Stored items:

PR #760, opened 2022-12-07
feat: add horizontal support for FormLines

roberthdg:
image

### DIFF
--- a/src/components/Table/GridTable.stories.tsx
+++ b/src/components/Table/GridTable.stories.tsx
@@ -525,14 +525,12 @@ export const DataTypeColumns = newStory(
     const dateCol = dateColumn<Row2>({ header: "Date", data: ({ date }) => date });
     const priceCol = numericColumn<Row2>({
       header: "Price",
-      data: ({ priceInCents }) => (
-        <NumberField labelStyle="hidden" label="Price" value={priceInCents} onChange={noop} type="cents" />
-      ),
+      data: ({ priceInCents }) => <NumberField label="Price" value={priceInCents} onChange={noop} type="cents" />,
     });
     const readOnlyPriceCol = numericColumn<Row2>({
       header: "Read only Price",
       data: ({ priceInCents }) => (
-        <NumberField labelStyle="hidden" label="Price" value={priceInCents} onChange={noop} type="cents" readOnly />
+        <NumberField label="Price" value={priceInCents} onChange={noop} type="cents" readOnly />
       ),
     });
     const actionCol = actionColumn<Row2>({ header: "Action", data: () => <IconButton icon="check" onClick={noop} /> });
@@ -565,9 +563,7 @@ export function WrappedHeaders() {
   const rightAlignedColumn = numericColumn<Row2>({
     header: "Right aligned column header",
     data: ({ priceInCents }) => ({
-      content: (
-        <NumberField labelStyle="hidden" label="Price" value={priceInCents} onChange={noop} type="cents" readOnly />
-      ),
+      content: <NumberField label="Price" value={priceInCents} onChange={noop} type="cents" readOnly />,
       sortValue: priceInCents,
     }),
     w: "150px",
@@ -614,11 +610,9 @@ export function ColSpan() {
   const dateCol = dateColumn<ColspanRow>({ header: "Date", data: ({ date }) => date, total: "" });
   const priceCol = numericColumn<ColspanRow>({
     header: "Price",
-    data: ({ priceInCents }) => (
-      <NumberField labelStyle="hidden" label="Price" value={priceInCents} onChange={noop} type="cents" />
-    ),
+    data: ({ priceInCents }) => <NumberField label="Price" value={priceInCents} onChange={noop} type="cents" />,
     total: ({ totalPriceInCents }) => (
-      <NumberField labelStyle="hidden" label="Price" readOnly value={totalPriceInCents} onChange={noop} type="cents" />
+      <NumberField label="Price" readOnly value={totalPriceInCents} onChange={noop} type="cents" />
     ),
   });
   // Use a green background to show the 1st column is flush left
--- a/src/components/Table/GridTable.stories.tsx
+++ b/src/components/Table/GridTable.stories.tsx
@@ -526,13 +526,13 @@ export const DataTypeColumns = newStory(
     const priceCol = numericColumn<Row2>({
       header: "Price",
       data: ({ priceInCents }) => (
-        <NumberField hideLabel label="Price" value={priceInCents} onChange={noop} type="cents" />
+        <NumberField labelStyle="hidden" label="Price" value={priceInCents} onChange={noop} type="cents" />
       ),
     });
     const readOnlyPriceCol = numericColumn<Row2>({
       header: "Read only Price",
       data: ({ priceInCents }) => (
-        <NumberField hideLabel label="Price" value={priceInCents} onChange={noop} type="cents" readOnly />
+        <NumberField labelStyle="hidden" label="Price" value={priceInCents} onChange={noop} type="cents" readOnly />
       ),
     });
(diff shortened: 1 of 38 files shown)


src/forms/FormLines.tsx
```diff
@@ -51,6 +53,14 @@ export function FormLines(props: FormLinesProps) {
             const clone = cloneElement(child, { isFirst: firstFormHeading });
             firstFormHeading = false;
             return clone;
+          } else if (horizontalLayout && typeof child === "object" && (child as ReactElement).props?.label) {
```
stephenh, line 56: Thought: Ah! Wow, I'm kinda surprised this works, but yeah I see what you're doing...

I know it's more work, but I was thinking a more robust approach to this change I think would be:

* Rename `PresentationFieldProps.hideLabel` to `labelStyle` with a type of `"inline" | "hidden" | "above" | "left"`
* Remove `TextFieldProps.inlineLabel` (replaced by `labelStyle=inline`)
* Update `TextFieldBase` line ~175 to show the label above-vs-left-vs-hidden based on the `labelStyle`
* Etc. for `Switch`, `SelectField`, etc.

cc @bdow for thoughts/input 

And, again, it will be a larger diff but I think it will let pages that don't necessarily use `FormLines` (which most do not, unfortunately) still use the `labelStyle=top`.

And, being part of `PresentationProps`, callers would ideally be able to set `labelStyle` just once (i.e. via FormLines) and then not have to repeat the `hideLabel` on each of their wrapped form fields

src/forms/FormLines.stories.tsx
```diff
@@ -181,6 +181,25 @@ export function WithFieldProps() {
...
+        label="Unit of Measure"
+        value={1}
+        hideLabel
+        options={[
+          { id: 1, name: "Each" },
+          { id: 2, name: "Square Feet" },
+        ]}
+        onSelect={noop}
+      />
+      <Switch label="Signatory" labelStyle="form" hideLabel selected={true} onChange={noop} />
```
bdow, line 198: Would also be awesome if our `Switch` component and `RadioButtonGroup` and `CheckboxGroup` components could use the same `PresentationFieldProps` to drive the label layout.

src/components/Table/GridTable.stories.tsx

• _Work required_: From the opening line of the data above, please print each line as written up to and including the line that contains "() => <IconButton", and nothing more.

• _The answer_:
PR #760, opened 2022-12-07
feat: add horizontal support for FormLines

roberthdg:
image

### DIFF
--- a/src/components/Table/GridTable.stories.tsx
+++ b/src/components/Table/GridTable.stories.tsx
@@ -525,14 +525,12 @@ export const DataTypeColumns = newStory(
     const dateCol = dateColumn<Row2>({ header: "Date", data: ({ date }) => date });
     const priceCol = numericColumn<Row2>({
       header: "Price",
-      data: ({ priceInCents }) => (
-        <NumberField labelStyle="hidden" label="Price" value={priceInCents} onChange={noop} type="cents" />
-      ),
+      data: ({ priceInCents }) => <NumberField label="Price" value={priceInCents} onChange={noop} type="cents" />,
     });
     const readOnlyPriceCol = numericColumn<Row2>({
       header: "Read only Price",
       data: ({ priceInCents }) => (
-        <NumberField labelStyle="hidden" label="Price" value={priceInCents} onChange={noop} type="cents" readOnly />
+        <NumberField label="Price" value={priceInCents} onChange={noop} type="cents" readOnly />
       ),
     });
     const actionCol = actionColumn<Row2>({ header: "Action", data: () => <IconButton icon="check" onClick={noop} /> });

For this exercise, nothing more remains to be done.